• **Try it**: What follows is a listing. Write it all out exactly.

• **Provided records**:
Issue #233, opened 2026-05-13
[Bug Report] POST /sandboxes/<id>/refreshes returns 500 instead of 501 Not Implemented


tinklone:
## Description

`POST /sandboxes/<id>/refreshes` returns HTTP 500 Internal Server Error for any valid running sandbox. This endpoint is not yet implemented but the route exists, so it should return **501 Not Implemented** instead of a misleading 500.

SDK calls to `sandbox.keep_alive()` get an opaque 500 error with no indication that the feature is simply not available yet.

## Reproduction

```bash
# Create sandbox
sid=$(curl -s -X POST http://localhost:3000/sandboxes \
  -H 'content-type: application/json' \
  -d '{"templateID":"e2b-code-interpreter"}' | jq -r '.sandboxID')

# Refresh / keep-alive
curl -sv -X POST "http://localhost:3000/sandboxes/$sid/refreshes" \
  -H 'content-type: application/json' \
  -d '{"duration": 60}'
# Actual: HTTP 500
# Expected: HTTP 501 (until implemented), then HTTP 200/204

curl -X DELETE "http://localhost:3000/sandboxes/$sid"
```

• **Answer section**:
Issue #233, opened 2026-05-13
[Bug Report] POST /sandboxes/<id>/refreshes returns 500 instead of 501 Not Implemented


tinklone:
## Description

`POST /sandboxes/<id>/refreshes` returns HTTP 500 Internal Server Error for any valid running sandbox. This endpoint is not yet implemented but the route exists, so it should return **501 Not Implemented** instead of a misleading 500.

SDK calls to `sandbox.keep_alive()` get an opaque 500 error with no indication that the feature is simply not available yet.

## Reproduction

```bash
# Create sandbox
sid=$(curl -s -X POST http://localhost:3000/sandboxes \
  -H 'content-type: application/json' \
  -d '{"templateID":"e2b-code-interpreter"}' | jq -r '.sandboxID')

# Refresh / keep-alive
curl -sv -X POST "http://localhost:3000/sandboxes/$sid/refreshes" \
  -H 'content-type: application/json' \
  -d '{"duration": 60}'
# Actual: HTTP 500
# Expected: HTTP 501 (until implemented), then HTTP 200/204

curl -X DELETE "http://localhost:3000/sandboxes/$sid"
```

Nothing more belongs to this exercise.